Biography
Van Dyke Parks ranks among the most gifted behind-the-scenes presences in rock and pop while maintaining his own following as a cult singer-songwriter. Early notice arrived through mid-1960s collaborations with the Beach Boys, for whom he supplied lyrics to “Heroes and Villains” and the bulk of the unreleased Smile project. In parallel he has functioned as producer, songwriter, arranger, and session player across an astonishing roster that includes the Byrds, Randy Newman, Little Feat, Fiona Apple, Joanna Newsom, and Skrillex. His own recordings display both meticulous craftsmanship and an exhaustive grasp of vernacular traditions, particularly evident in the lavish orchestration of his 1968 debut Song Cycle and the calypso explorations of 1972’s Discover America. Subsequent self-released efforts such as the 1995 Brian Wilson reunion Orange Crate Art have drawn praise, yet wider recognition has stemmed from outside projects. These encompass the 1984 Joel Chandler Harris adaptation Jump!, the 2013 film-music collection Super Chief: Music for the Silver Screen, the 2019 hemispheric survey ¡Spangled! undertaken with Gaby Moreno, and 2021’s Van Dyke Parks Orchestrates Verónica Valerio: Only in America, realized with Mexican musician, composer, and poet Valerio.

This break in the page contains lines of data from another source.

PR #5212, opened 2021-10-08
lwip/config: remove lwip if name config

pillip8282:
interface name is managed by network manager in TizenRT 3.1. So these
configurations aren't needed anymore.

### DIFF
--- a/os/net/lwip/configs/Kconfig
+++ b/os/net/lwip/configs/Kconfig
@@ -227,24 +227,6 @@ config NET_LWIP_SNMP_MAX_TREE_DEPTH
 
 endif #NET_LWIP_SNMP
 
-menu "Interface Name"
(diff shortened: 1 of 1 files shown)


os/net/lwip/configs/Kconfig
```diff
@@ -227,24 +227,6 @@ config NET_LWIP_SNMP_MAX_TREE_DEPTH
 
 endif #NET_LWIP_SNMP
 
-menu "Interface Name"
-config NET_ETH_IFNAME
```
jeongchanKim, line 231: If these configs are not needed anymore, how about removing them from defconfigs also?

pillip8282: I'll modify it next PR

an4967 (approved):
LGTM

PR #5217, opened 2021-10-13
arch/amebad/flash : Add log about flash chip id

sungkyu0:
During flash initialize, chip id is printed.
It will be helpful for developer.

ex) #up_flashinitialize: Manufacturer : 161 memory type : 64 capacity : 23

### DIFF
--- a/os/arch/arm/src/amebad/amebad_flash.c
+++ b/os/arch/arm/src/amebad/amebad_flash.c
@@ -350,6 +350,9 @@ FAR struct mtd_dev_s *up_flashinitialize(void)
 		priv->mtd.write = amebad_write;
 #endif
 		priv->nsectors = AMEBAD_NSECTORS;
+		u8 chip_id[4];
+		flash_read_id(NULL, chip_id, 4);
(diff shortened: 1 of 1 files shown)


thapav (dismissed):
lgtm

os/arch/arm/src/amebad/amebad_flash.c
```diff
@@ -350,6 +350,9 @@ FAR struct mtd_dev_s *up_flashinitialize(void)
 		priv->mtd.write = amebad_write;
 #endif
 		priv->nsectors = AMEBAD_NSECTORS;
+		u8 chip_id[4];
+		flash_read_id(NULL, chip_id, 4);
+		lldbg("Manufacturer : %d memory type : %d capacity : %d\n", chip_id[0], chip_id[1], chip_id[2], chip_id[3]);
```
jeongchanKim, line 355: `chip_id` is unsigned type, so I think it is better to print with `%u` instead of `%d`.

sungkyu0: I changed code with your advice
Thank you :)

jeongchanKim (approved):
LGTM

PR #5221, opened 2021-10-17
Show all binaries' text address when asserted

jeongchanKim:


os/kernel/binary_manager/binary_manager_load.c
```diff
@@ -440,6 +440,7 @@ static int loadingall_thread(int argc, char *argv[])
 		bmdbg("Failed to load common binary, %d\n", ret);
 		return BINMGR_OPERATION_FAIL;
 	}
+	strncpy(BIN_NAME(BM_CMNLIB_IDX), CONFIG_COMMON_BINARY_NAME, sizeof(CONFIG_COMMON_BINARY_NAME));
```
jeongarmy, line 443: If user wants to enable common binary, user should add partition for it with `bin` type and `common` name like below.
```
CONFIG_FLASH_PART_TYPE="....bin,bin,"
CONFIG_FLASH_PART_NAME="...,common,common,"
```
If you just register the partition like this, you don't need to copy the binary name of common binary here because it is saved as `BM_CMNLIB_NAME` when partition is registered.
Please refer the `binary_manager_upart` in binary_manager_data.c:235
I will add reference or guidance about common binary usage.

jeongchanKim: Okay. I will remove this line.
But it is not good to use the common binary name as `BM_CMNLIB_NAME` even there is a config for common binary name, `CONFIG_COMMON_BINARY_NAME`.
How do you think?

Born in Hattiesburg, Mississippi, on January 3, 1941, Parks is the son of a neurologist and psychiatrist who also played clarinet in a dance band while funding his medical education; the family residence contained two grand pianos. At age four the boy took up the clarinet himself. Recognized as a prodigy, he entered the American Boychoir School in Princeton, New Jersey, for vocal and piano training and simultaneously pursued child acting on stage and television, appearing opposite Ezio Pinza in the 1953 series Bonino and in Grace Kelly’s final screen role, the 1958 feature The Swan.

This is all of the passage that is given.